Based on a few listens to those demos, I really wish that more libraries would abandon trying to keep the room in their samples and just use in situ convolution. Everything loses agility, especially legatos. I do appreciate the bone thrown to Berlin a strings owners, though I was hoping they would just port it to Sine so it would be more usable, and maybe fix its issues. Not too excited yet. I’ll have to watch the presentation since the demos in it are supposedly better.


----------



## Nils Neumann (Dec 17, 2020)

NoamL said:


> Both this and Vista are passes for me after some very quick listening. Just not ahuge fan of teldex...
> 
> In theory you could use Berlin Strings as divisi sections for BSS. Dunno if anyone brought that up yet. I'm in cue conform hell rightnow
> 
> ...


This was their intention


----------



## RonOrchComp (Dec 17, 2020)

Not sold here, at all. Sure. the sound is really good. And 15 years ago, I would have been like, "WHOA! Listen to that!"

But to me, this is just more of the same. Between Hollywood Strings, Cinestrings, the plethora of SFA offerins, Berlin Strings, LASS, Synchron strings, Afflatus, 8Dio's offerings, Cinematic Strings, Cinematic Studio Strings, (did I miss any?) - do we really need another string library with nothing but the basic articulations? Now, if it was light on the basic artics, but heavy on the others we see little if any of - THAT would get my blood going.


----------



## peladio (Dec 17, 2020)

ansthenia said:


> Sounds very synthy to me to be completely honest.



Agreed..Berlin Strings sound so much better

If I didn't know I'd say it's a VSL release


----------



## borisb2 (Dec 17, 2020)

jbuhler said:


> Just got violin 1&2 downloaded. I agree that the cellos and violas sound especially good in the demos.

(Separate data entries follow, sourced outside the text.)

PR #1465, opened 2023-10-11
Pull eksctl supported versions

ndbaker1:
**Issue #, if available:**

**Description of changes:**

update the manual ci workflow to pull supported k8s versions [directly from eksctl](https://github.com/eksctl-io/eksctl/pull/2126#issuecomment-626837847)

**Testing Done**

Identical output to what is used currently:

```bash
# setup
git clone https://github.com/awslabs/amazon-eks-ami
cd amazon-eks-ami
git checkout -q 1c9e032
# execution
echo "kubernetes_versions=$(cat kubernetes-versions.json | jq -c .)"
```

with the following:

```bash
wget --no-verbose -O eksctl.tar.gz "https://github.com/weaveworks/eksctl/releases/latest/download/eksctl_Linux_amd64.tar.gz"
tar xf eksctl.tar.gz && chmod +x ./eksctl
echo "kubernetes_versions=$(eksctl version --output json | jq -c .EKSServerSupportedVersions)"
```


.github/workflows/ci-manual.yaml
```diff
@@ -36,14 +36,17 @@ jobs:
...
     steps:
-    - uses: actions/checkout@v3
     - id: variables
       run: |
         echo "git_sha_short=$(echo ${{ inputs.git_sha }} | rev | cut -c-7 | rev)" >> $GITHUB_OUTPUT
         echo "workflow_run_url=https://github.com/${{ github.repository }}/actions/runs/${{ github.run_id }}" >> $GITHUB_OUTPUT
-        echo "kubernetes_versions=$(cat kubernetes-versions.json | jq -c .)" >> $GITHUB_OUTPUT
+        # grab supported versions directly from eksctl
+        wget --no-verbose -O eksctl.tar.gz "https://github.com/weaveworks/eksctl/releases/latest/download/eksctl_Linux_amd64.tar.gz"
+        tar xf eksctl.tar.gz && chmod +x ./eksctl
```
cartermckinnon, line 45: This fails for me without `z` because the tarball is GZIP'd:
```
tar: Hmm, this doesn't look like a tar archive
tar: Skipping to next file header
tar: Only read 5853 bytes from archive eksctl.tar.gz
tar: Error is not recoverable: exiting now
```
```suggestion
        tar xzf eksctl.tar.gz && chmod +x ./eksctl
```

cartermckinnon:
Nice! 🙌

.github/workflows/ci-manual.yaml
ndbaker1: oh i guess that's not autodetected in every case :/, should this be updated in [.github/actions/ci/launch/action.yaml](https://github.com/awslabs/amazon-eks-ami/blob/master/.github/actions/ci/launch/action.yaml#L25) as well just in case?

cartermckinnon: Maybe a BSD vs. GNU thing, I was testing on macOS. We should probably centralize the eksctl setup in an Action, but that doesn’t need to be in this PR.

PR #1467, opened 2023-10-12
Add CHANGELOG workflow

cartermckinnon:
**Description of changes:**

This adds a workflow that is triggered on publication of a new release. The notes of the release will be inserted in the `CHANGELOG.md` file at the placeholder: https://github.com/awslabs/amazon-eks-ami/blob/915ce2222e692a4d7b5904ab020d3c28e1e3e511/CHANGELOG.md?plain=1#L3

And the result will be pull-requested.

**Testing Done**

Tested in my fork (with some tweaks -- this type of workflow won't run in a fork without modification).


.github/workflows/update-changelog.yaml
```diff
@@ -0,0 +1,57 @@
+name: '[Release] Update CHANGELOG.md'
+on:
+  release:
+    types: [released]
```
mmerkes, line 4: Will this run when we generate the pre-release or only the final release?

.github/workflows/update-changelog.yaml
```diff
@@ -0,0 +1,57 @@
...
+      - uses: actions/checkout@v3
+        with:
+          repository: awslabs/amazon-eks-ami
+          ref: refs/heads/master
+          path: amazon-eks-ami/
+      - uses: actions/github-script@v6
+        with:
+          script: |
+            const fs = require('fs');
+            const changelogPath = './amazon-eks-ami/CHANGELOG.md';
```
mmerkes, line 33: We should verify that the changelog doesn't already have the release before we add it to ensure that this workflow is idempotent. If it fails, we'd ideally open a github issue.

.github/workflows/update-changelog.yaml
cartermckinnon: Only after the final release. The `prereleased` activity type has some caveats: https://docs.github.com/en/actions/using-workflows/events-that-trigger-workflows#release

> he prereleased type will not trigger for pre-releases published from draft releases, but the published type will trigger. If you want a workflow to run when stable and pre-releases publish, subscribe to published instead of released and prereleased.

So I just used released to keep it simple.

.github/workflows/update-changelog.yaml
cartermckinnon: I added a check for the release title. We'll get an email if this workflow fails, I *could* open an issue if you feel strongly about it

mmerkes: Not really. I think that the changelog has limited value, if any, since it's already in the release notes and now it's just a formatted list of commits and version information.

mmerkes (approved):

cartermckinnon:
Test succeeded on latest rev: https://github.com/cartermckinnon/amazon-eks-ami/pull/6867

PR #1468, opened 2023-10-12
get-ecr-uri.sh falls back to use another region in partition if regio…

mmerkes:
…n unconfigured

**Issue #, if available:**
N/A

**Description of changes:**
The `get-ecr-uri/sh` script is used to get the ECR URI for the pause container in the region. I've updated that script to fall back to another region in the same partition if the region is unknown. This is necessary to automate support for new regions. Eventually, we should still add an entry for the specific region, but this will enable new regions without a change.

**Testing Done**

New unit tests added for the script. Also, I removed the entry for `eu-south-1`, which is an opt-in region, and validated that the nodes were still able to join the clusters in that region.

### DIFF
--- a/files/get-ecr-uri.sh
+++ b/files/get-ecr-uri.sh
@@ -39,14 +39,14 @@ else
     af-south-1)
       acct="877085696533"
       ;;
-    eu-south-1)
-      acct="590381155156"
-      ;;
     ap-southeast-3)
       acct="296578399912"
       ;;
     me-central-1)
       acct="759879836304"
+      ;;
+    eu-south-1)
+      acct="590381155156"
       ;;
     eu-south-2)
       acct="455263428931"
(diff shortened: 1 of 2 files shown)


files/get-ecr-uri.sh
```diff
@@ -39,15 +59,15 @@ else
     af-south-1)
```
Issacwww, line 59: Changes looks good to me! Out of curiosity, so does it mean we can actually not maintain this account list anymore but just using one account per partition?

zaf6862:
LGTM.

zaf6862 (approved):

files/get-ecr-uri.sh
mmerkes: No. We should always add a new account when there's a new region, but this means that there's no rush. We can start building the region, and do this at our leisure.

Issacwww (approved):

cartermckinnon:
@mmerkes looks fine to me, the linter just wants some indentation tweaks.

mmerkes:
@cartermckinnon Ya, I forget that we have the linter and pushed and logged off before it finish. I just updated it. Should be gtg.

files/get-ecr-uri.sh
```diff
@@ -63,10 +63,55 @@ else
...
+      us-east-2 | \
+      us-west-1 | \
+      us-west-2)
       acct="602401143452"
       ;;
-  esac
+    *)
+      # If the region is not mapped to an account, let's try to choose another region
+      # in that partition.
+      case $aws_domain in
```
cartermckinnon, line 91: wait a minute -- this value is a TLD, not a partition name. E.g. for `aws-cn`, it's `amazonaws.com.cn`, right?

cartermckinnon (changes requested):

files/get-ecr-uri.sh
mmerkes: Doh! Good catch. I'm just going to use the region name since this is just a fallback anyway.

Issacwww (approved):

cartermckinnon (approved):

PR #1472, opened 2023-10-13
Force delete CI clusters, don't wait for pod eviction

cartermckinnon:
**Description of changes:**

The janitor is stuck on a CI cluster because a pod can't be evicted: https://github.com/awslabs/amazon-eks-ami/actions/runs/6512608996/job/17690593749

This PR:
1. Simplifies the cluster sweeper. Previously, a CI cluster may be shared by multiple PR's, so there was separate handling for nodegroup deletion. We create a new cluster + nodegroup for every CI run now, so this removes the nodegroup handling.
2. We now force-delete the cluster, and we disable pod eviction.


mmerkes (approved):
LGTM

Issue #1482, opened 2023-10-24
hack/latest-binaries.sh should use binary_bucket_name and binary_bucket_region, when specified


donovanrost:
**What happened**:
Builds fail when in GovCloud environment because `hack/latest-binaries.sh` can't can't query the `amazon-eks` bucket.

**What you expected to happen**:
I expect to be able to build this project in a GovCloud account. 

**How to reproduce it (as minimally and precisely as possible)**:
1. Have credentials set for a GovCloud account
2. Attempt to `make ...`
3. Observe Failure

**Anything else we need to know?**:

**Environment**:
- AWS Region: us-gov-west-1

PR #1483, opened 2023-10-24
#1482 Use AWS CLI profile, binary_bucket_region and binary_bucket_name in hack/latest-binaries.sh

donovanrost:
**Issue #, if available:**
#1482 
**Description of changes:**
Wire in bucket_name, bucket_region, and profile into hack/latest_binaries.sh

**Testing Done**

### DIFF
--- a/Makefile
+++ b/Makefile
@@ -51,6 +51,19 @@ ifeq ($(aws_region), us-gov-west-1)
 	source_ami_owners ?= 045324592363
 endif
 
+# The following _FLAG vars are to be passed into hack/latest-binaries.sh 
+ifdef aws_profile
+	PROFILE_FLAG := --profile $(aws_profile)
+endif
+
+ifdef binary_bucket_name
+	BUCKET_FLAG := --bucket $(binary_bucket_name)
+endif
+
+ifdef binary_bucket_region
+	REGION_FLAG := --region $(binary_bucket_region)
+endif
+
 T_RED := \e[0;31m
 T_GREEN := \e[0;32m
 T_YELLOW := \e[0;33m
@@ -61,7 +74,7 @@ k8s=1.28
 
 .PHONY: build
 build: ## Build EKS Optimized AL2 AMI
-	$(MAKE) k8s $(shell hack/latest-binaries.sh $(k8s))
+	$(MAKE) k8s $(shell hack/latest-binaries.sh $(k8s) $(PROFILE_FLAG) $(BUCKET_FLAG) $(REGION_FLAG))
 
 # ensure that these flags are equivalent to the rules in the .editorconfig
 SHFMT_FLAGS := --list \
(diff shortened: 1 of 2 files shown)


hack/latest-binaries.sh
```diff
@@ -4,23 +4,75 @@ set -o errexit
 set -o pipefail
 set -o nounset
 
+
+BUCKET="amazon-eks"
+REGION="us-west-2"
+PROFILE=""
```
cartermckinnon, line 10: The region and profile would already be pulled in with the standard CLI environment variables (`AWS_PROFILE`, `AWS_REGION`).

hack/latest-binaries.sh
```diff
@@ -4,23 +4,75 @@ set -o errexit
 set -o pipefail
 set -o nounset
 
+
+BUCKET="amazon-eks"
```
cartermckinnon, line 8: Why don't you just allow overriding this environment variable directly?
```suggestion
BINARY_BUCKET=${BINARY_BUCKET:-amazon-eks}
```

cartermckinnon (changes requested):

hack/latest-binaries.sh
donovanrost: I can see the case for AWS_PROFILE. But `aws_region` is already is exposed as a `PKR_VAR_` and so by not explicitly using `--region <region>` in `latest-binaries` it creates confusing behavior

hack/latest-binaries.sh
donovanrost: Because the entrypoint into this project is `make` and one of the exposed variables is `binary_bucket_name`. I chose this approach to keep the bucket name consistent with this. 

```
make 1.28 binary_bucket_name=my-bucket
```
vs 

```
BINARY_BUCKET=my-bucket; make 1.28 binary_bucket_name=my_bucket
```

Unless I'm misunderstanding how 
`BINARY_BUCKET=${BINARY_BUCKET:-amazon-eks}` would work.

hack/latest-binaries.sh
cartermckinnon: You can call the script in the Makefile like:
```
AWS_REGION=$(aws_region) hack/latest-binaries.sh
```
I think this is just as clear as:
```
hack/latest-binaries.sh --region $(aws_region)
```
But with the former you don't need to add CLI parsing to this script.

hack/latest-binaries.sh
cartermckinnon: You can `export` variables within the Makefile to child commands, so you could use `binary_bucket_region` and `binary_bucket_name` directly in the script as well.

hack/latest-binaries.sh
donovanrost: I agree those are equally readable. Now, as I go about making these changes. Do you have a preference on how to conditionally export `AWS_REGION` and `BINARY_BUCKET_NAME` in the Makefile?

One of the reasons I took this approach is that my Make isn't that strong, and this was the most readable to approach

Makefile
```diff
@@ -51,6 +51,19 @@ ifeq ($(aws_region), us-gov-west-1)
...
+endif
+
+ifdef binary_bucket_name
+	BUCKET_FLAG := --bucket $(binary_bucket_name)
+endif
+
+ifdef binary_bucket_region
+	REGION_FLAG := --region $(binary_bucket_region)
+endif
+
```
cartermckinnon, line 66: I think this should do what you want:
```suggestion
# make available in hack/latest-binaries.sh 
export binary_bucket_region
export binary_bucket_name
```

donovanrost: It looks like the exported variables are not being picked up by$(shell ....)

donovanrost:
I'm having trouble navigating the idiosyncrasies of Make, to make this work via the environment or macro expansion. I think the submitted solution is perfectly fine. It's readable, extensible, doesn't clobber any environment variables, and doesn't break any existing workflows.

Playing around with it, just using spot and tree mics for now, violins in octaves sound pretty good.


can I commision you to give some quick audio examples? .. every little helps


----------



## Vik (Dec 17, 2020)

Casiquire said:


> I never understand the concept of using a smaller library "as a division section". You need two discrete sections of the same size to pull that off, not one little one and one big one


The idea is probably to use the smaller library twice in the sections that requires divisi, and go back to the large ensemble afterwards. With some tweaking maybe that would work fine (as long as they don't play the same note)?


----------



## jbuhler (Dec 17, 2020)

borisb2 said:


> can I commision you to give some quick audio examples? .. every little helps


I’ll try to get something out later tonight. I’ve just been messing around in Unify between bouts of paper grading and haven’t yet opened it in the DAW.


----------



## Vik (Dec 17, 2020)

I need longer and more 'singing' bass pizzicatos. Have any of you tried the BSS bass pizzes yet?


----------



## jbuhler (Dec 17, 2020)

Vik said:


> The idea is probably to use the smaller library twice in the sections that requires divisi, and go back to the large ensemble afterwards. With some tweaking maybe that would work fine (as long as they don't play the same note)?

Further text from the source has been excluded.